In this part of Surviving On Indian Roads (SOAR) series, we will be touching upon a subject that is not discussed very often but is extremely important to ensure your safety while riding. As a country, we are known for the most number of road-related deaths in the world. One of the major contributors is the presence of animals on Indian roads. These innocent beings are often found crossing or comfortably resting (in the case of cattle) on the tarmac, as there is hardly any road infrastructure in the country which accounts for animal safety. Adding to that are owners of domesticated animals who allow them to roam free without accounting for unfortunate situations.
Posing as a hazard to themselves and road users, unless your cautionary list as a rider accounts for possible encounters with animals, your road-safety checklist for Indian roads is only half complete. As a rider, although there are only preventive measures you can take, there is a way to tackle this hazard by pre-empting the situation. Let us consider conditions where you are likely to encounter an animal on the road and how you can navigate through it safely, without harming the animal or yourself.
Man’s best friend is unfortunately , the one you will come across most of the time while riding on Indian roads. These four-legged creatures can cross your path, either while crossing or loitering on the road or while chasing you away from their territory, if you are riding through a sleepy street in the middle of the night.
In the first instance, if it is riding within the city, the signs which must raise your level of alertness about the presence of dogs are garbage bins which are located right next to the road, tiny lanes which weave through houses on both sides, and roads which don’t see a lot of activity. On the other hand, if you are riding on a highway, watch out for intersections that pass through towns and villages. Do not discount their presence even if the road cuts through with only a few houses on either side.

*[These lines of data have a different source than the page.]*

PR #231, opened 2017-10-20
Minor cleanups, remove Engine::getParametersManager()

rdumusc:


brayns/Brayns.cpp
```diff
@@ -91,35 +90,28 @@ struct Brayns::Impl
...
-        _keyboardHandler.reset(new KeyboardHandler());
         _registerKeyboardShortcuts();
 
-        // Get rendering engine
-        _engineFactory.reset(
-            new EngineFactory(argc, argv, *_parametersManager));
         createEngine();
 
 #if (BRAYNS_USE_DEFLECT || BRAYNS_USE_NETWORKING)
+        // after createEngine() to execue in parallel to scene loading
```
tribal-tec: typo 'execue'

brayns/Brayns.cpp
```diff
@@ -91,35 +90,28 @@ struct Brayns::Impl
...
-        {
-            _engineFactory->remove(_engine);
-            _engine.reset();
-        }
-
         const auto& engineName =
-            _parametersManager->getRenderingParameters().getEngine();
-        _engine = _engineFactory->get(engineName);
+            _parametersManager.getRenderingParameters().getEngine();
+        _engine = _engineFactory.create(engineName);
```
tribal-tec: I would still _engine.reset() explicitly, otherwise two engines are active until the assignment to the unique_ptr is done

plugins/engines/EngineFactory.cpp
```diff
@@ -33,70 +33,46 @@
...
-        {
-            const char** argv = new const char*[_arguments.size()];
-            for (size_t i = 0; i < _arguments.size(); ++i)
-                argv[i] = _arguments[i].c_str();
-            _engines[name] = EnginePtr(
-                new OSPRayEngine(_arguments.size(), argv, _parametersManager));
-            delete[] argv;
-            return _engines[name];
-        }
+            return make_unique<OSPRayEngine>(_argc, _argv, _parametersManager);
```
tribal-tec: iirc, the reason for the copy of argv is that engines might mutate it, aka if the engine is not taking a const char*. Please check that, or we have a look together.

rdumusc: I think that only the LivreEngine had a constness problem, but it is already making a copy of the args internally... I seriously hope that no engine actually alters the CL parameters though!

rdumusc:
argggggg!!

timocafe:
AAAAAARRRRRRRRRRHHHHHHHH

PR #238, opened 2017-10-31
Enh/docker

tristan0x:
On my way to make `braynsViewer` works within containers, here is a small contribution to shrink both Docker image size and build time.

Image size is now 437MB instead of >1GB

The patch leverages _multi-stage builds_, a feature released in Docker 17.05.
More information available in the [official user guide](https://docs.docker.com/engine/userguide/eng-image/multistage-build/#use-multi-stage-builds)

### DIFF
--- a/Dockerfile
+++ b/Dockerfile
@@ -98,14 +98,15 @@ RUN cksum ${BRAYNS_SRC}/.gitsubprojects && \
     freeglut3-dev \
     libassimp-dev \
     libboost-all-dev \
+    libglew-dev \
     libglu1-mesa-dev \
     libhdf5-serial-dev \
     libjpeg-turbo8-dev \
     libmagick++-dev \
     libturbojpeg \
     libxi-dev \
-    libzmq3-dev \
     libxmu-dev \
+    libzmq3-dev \
     python-pyparsing \
     qtbase5-dev \
     qtdeclarative5-dev \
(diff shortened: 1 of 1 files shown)


favreau:
"On my way" means that your are still working on it, on not ready for review yet?
In any case, this is super cool! Many thanks for your contribution! :)

Dockerfile
```diff
@@ -90,48 +79,80 @@ ADD . ${BRAYNS_SRC}
...
+# 2. create a new image layer containing the
+#    /app/dist directory of this new container
+#    Equivalent to the `docker copy` command.
+COPY --from=builder /app/dist /app/dist
 
 # Add binaries from dist to the PATH
-ENV LD_LIBRARY_PATH $LD_LIBRARY_PATH:${DIST_PATH}/lib
-ENV PATH $PATH:${DIST_PATH}/bin
-
+ENV LD_LIBRARY_PATH $LD_LIBRARY_PATH:/app/dist/lib
```
tribal-tec: why not reusing DIST_PATH instead of hard-coding /app/dist/lib?

rolandjitsu: I agree, just use `DIST_PATH`.

rolandjitsu:
@tristan0x looks great, I was planning on using multi step builds, but never got the time to do it.

tristan0x:
@favreau Regarding BraynViewer, it is still [work in progress](https://github.com/tristan0x/Brayns/wiki).

Dockerfile
tristan0x: 1. You are right, it should not be hardcoded. I will make the required changes.
1. Besides `ENV` and `ARG` are not available in other build stages. they must be redefined.
1. I think we should use `ARG` instead of `ENV` as `DIST_PATH` does not seem to be a required variable in the container. Anybody against?

tristan0x:
Hello @rolandjitsu
Does the last change suits you?

PR #239, opened 2017-10-31
Allow use of OSPRay default renderers

favreau:
And introduces a basic fast BasicRenderer instead of the ExtendedOBJRenderer


brayns/common/material/Material.h
```diff
@@ -66,7 +66,9 @@ class Material
     BRAYNS_API TextureTypes& getTextures() { return _textures; }
     BRAYNS_API void setTexture(const TextureType& type,
                                const std::string& filename);
-
+    BRAYNS_API void lock() { _locked = true; }
+    BRAYNS_API void unlock() { _locked = false; }
+    BRAYNS_API bool locked() { return _locked; }
```
tribal-tec: const function

brayns/common/material/Material.h
```diff
@@ -66,7 +66,9 @@ class Material
     BRAYNS_API TextureTypes& getTextures() { return _textures; }
     BRAYNS_API void setTexture(const TextureType& type,
                                const std::string& filename);
-
+    BRAYNS_API void lock() { _locked = true; }
+    BRAYNS_API void unlock() { _locked = false; }
+    BRAYNS_API bool locked() const { return _locked; }
```
tribal-tec: please put a doxygen here 'cause I already forgot what this was for again

plugins/engines/ospray/OSPRayScene.cpp
```diff
@@ -991,64 +996,60 @@ uint64_t OSPRayScene::_buildMeshOSPGeometry(const size_t materialId)
 
 void OSPRayScene::commitLights()
 {
-    for (auto renderer : _renderers)
+    size_t lightCount = 0;
```
tribal-tec: this is never incremented??

favreau: Fixed

brayns/common/material/Material.h
favreau: Doc added

favreau:
Retest this please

To minimise the risk, when you approach the situations as mentioned above, slow down to a speed from which you can come to a halt immediately and safely. If, for some reason, you are being chased by a pack or just one stray dog, do not increase the speed and try to escape. Bring your two-wheeler to a halt, and they will automatically stop barking and get on with other things. Move out of their territory at a snail’s pace, and you’ll be fine. In an unfortunate situation, if a stray dog jumps in front of your bike all of a sudden, just maintain your line and do not panic. Try reducing the speed if possible, or pray that the dog will move out of your way. Never try to evade quick animals with fast reflexes such as dogs, cats and small pigs without slowing down. These relatively agile animals are known to change direction very quickly. If you are trying to evade them by taking the route behind them, they might promptly make an about-turn and run backwards, causing an accident. With animals, always slow down and allow them to pass safely. Predicting their movement and trying to evade them accordingly can turn dangerous.
Buffaloes, cows, bulls, donkeys and mules are often the kind of animals you are likely to come across on Indian roads. Unlike dogs, which are tiny, swift and can spring a surprise out of nowhere, these guys are easy to spot from a distance, given their size. You will find these animals on Indian roads in most cities, resting on highways that pass through fields and villages, roads that are closer to temples, and on B-roads which don’t see much traffic, where the owners often herd them together on the way home or towards the grazing area. On some roads which connect villages in the hinterland, you might even come across chicken or ducks. nWatch out for them as these are sources of income for villagers, and if you knock one down, they can ask you for compensation or, worse, get violent. Always keep an eye on the median, where cattle often rests and grazes on the plants meant to obstruct the dazzle from oncoming traffic. If you spot an animal in a standing position, be extra careful, as it can make its way onto the road and take you by surprise. As mentioned earlier, never try to predict animals’ behaviour - always be cautious, and slow down when you spot them.
Until now, we were considering situations that involved domesticated animals. Let us discuss wild animals now. They display predatory behaviour the most if they feel threatened. These are the kind of animals you are likely to come across while riding through forest reserves, areas that are far away from human habitation, and through sections that have been marked for animal crossing.
If it is a forest, you are riding through, strictly abide by the rules, which are usually mentioned on a precautionary board before entering the area. If it is a busy highway, where a section has been marked for animal crossing, be alert and on the lookout for any unusual activity. Avoid riding through such sections after sunset and around dawn. Even during the day, try to stay with traffic, if there is any.
When it rains, snakes cross the road as they come out of hiding. Keep an eye out for them, and if you spot one, allow it to get to the other side. All these are innocent beings who are unaware of their surroundings and don’t know how to react when faced with big, loud vehicles on the road. If you come across a situation on the road which involves an animal, be slow, cautious, kind and considerate. Think of your and the animal’s safety, and allow your wisdom to guide you through the situation.